A high risk of patient selection was associated with lower sensitivity but higher specificity than a low risk of patient selection. Not enrolling all eligible pGGNs in the analysis had inherent bias and limited the diagnostic utility in the clinical workflow. Specifically, three of the five studies with a high risk of patient selection excluded small pGGNs (<8 or 10 mm) and resulted in a relatively high cut-off value for the maximal diameter, ranging from 14.0 to 16.4 mm [20,31,49]. The increase in the cut-off value might lead to an increase in missed diagnosis and a decrease in the FP rate for IAs. In addition, all included studies had a high risk of index test as the cut-off values were not prespecified. Therefore, the cut-off values were various, ranging from 8.5 to 17.2 mm for the maximal diameter and 9.8 to 10.8 mm for the mean diameter. In our validation test, we used the prespecified cut-off values derived from previous studies to avoid the risk of bias regarding the index test.

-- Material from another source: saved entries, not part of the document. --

PR #1527, opened 2020-09-09
Store superblocks in storage

### LINKED ISSUE #1548: Store superblocks in storage
The node should store the created superblocks in the storage. The superblocks are needed for some funcionality of the bridge, and the last consolidated superblock is needed to allow new nodes to synchronize.

The superblock votes will not be stored yet.

tmpolaczyk:
Close #1548 

Add JSON-RPC method `getSuperblock` that given a `superblock_index` returns the superblock, and the list of block hashes that pertain to that superblock. But only if the superblock has already seen a majority of votes and is consolidated. Also works when given a `block_epoch` instead of a `superblock_index`: will convert the block epoch to superblock index.

Note that nodes will only store superblocks when they are consolidated, so a new node that synchronizes to the testnet will not store the superblocks that were created when the node was offline.

You can test this method using:

```
echo '{"jsonrpc":"2.0","id":"1","method":"getSuperblock","params":{"superblock_index":0}}' | cargo run -- -c witnet.toml node raw
```

### DIFF
--- a/node/src/actors/json_rpc/json_rpc_methods.rs
+++ b/node/src/actors/json_rpc/json_rpc_methods.rs
@@ -1242,53 +1242,42 @@ pub fn get_superblock(
         Err(e) => return Box::new(futures::failed(e)),
     };
 
-    match params {
+    let fut = match params {
         GetSuperblockBlocksParams::SuperblockIndex(superblock_index) => {
-            let inventory_manager_addr = InventoryManager::from_registry();
-
-            let fut = inventory_manager_addr
-                .send(GetItemSuperblock { superblock_index })
-                .map_err(internal_error)
-                .and_then(|dr_info| match dr_info {
-                    Ok(x) => match serde_json::to_value(&x) {
-                        Ok(x) => futures::finished(x),
-                        Err(e) => {
-                            let err = internal_error_s(e);
-                            futures::failed(err)
-                        }
-                    },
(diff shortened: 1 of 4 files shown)


node/src/actors/messages.rs
```diff
@@ -903,7 +915,7 @@ pub struct BlockNotify {
 ///
 /// As per current consensus algorithm, "consolidated blocks" implies that there exists at least one
 /// superblock in the chain that builds upon the superblock where those blocks were anchored.
-#[derive(Message, Serialize)]
+#[derive(Clone, Debug, PartialEq, Eq, Message, Serialize, Deserialize)]
```
girazoki, line 918: Order pleaze

node/src/actors/json_rpc/json_rpc_methods.rs
```diff
@@ -1516,6 +1589,7 @@ mod tests {
                 "getPublicKey",
                 "getReputation",
                 "getReputationAll",
+                "getSuperblock",
```
lrubiorod, line 1581:
```suggestion
                "getSuperBlock",
```
???

tmpolaczyk: BREAKING CHANGE

lrubiorod: xD

lrubiorod (approved):

PR #1531, opened 2020-09-10
feat(bridge): add timeout to post_to_witnet_more_than_once

### LINKED ISSUE #1293: The bridge does not get out of including state if posting DR fails

tmpolaczyk:
Fix #1293 (if post_to_witnet_more_than_once is set to true)

This solves issues where data requests get stuck in claimed state because they are not included in a witnet block.


tmpolaczyk:
Included in PR #1533

Issue #1532, opened 2020-09-10
Persist chain state during synchronizing


lrubiorod:
Currently, we have to achieve the synced state until persist the chain_state, it produces that if I have some problems during synchronizing we have to start from block zero again. So it could produce that a node could never synch.

A possible solution will be to trust in the majority of last superblock consolidated of our outbounds to persist the chain_state while we are below of this specific superblock

Issue #1526, opened 2020-09-09
Subtract with overflow in current_committee_size_requirement


tmpolaczyk:
After synchronizing a new node to the current testnet, this line causes a subtract with overflow:

https://github.com/witnet/witnet-rust/blob/c86e6b7390902a90c3218a90424bee4541c8822e/node/src/actors/chain_manager/mod.rs#L2084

There were several limitations. First, one study with a relatively small sample (81 pGGNs) did not report the cut-off value for the maximal diameter [45], which might slightly affect the prespecified cut-off value used in our validation cohort. Second, the reconstruction matrix was fixed to 512 × 512 in the validation cohort. Further study to validate the effect of this acquisition parameter on diagnostic performance is required.

5. Conclusions

In conclusion, this meta-analysis showed that the nodule diameter had adequate diagnostic performance in differentiating IAs from non-IAs in pGGNs and could be replicated in a validation cohort. The mean diameter with a cut-off value of 10.4 mm was recommended.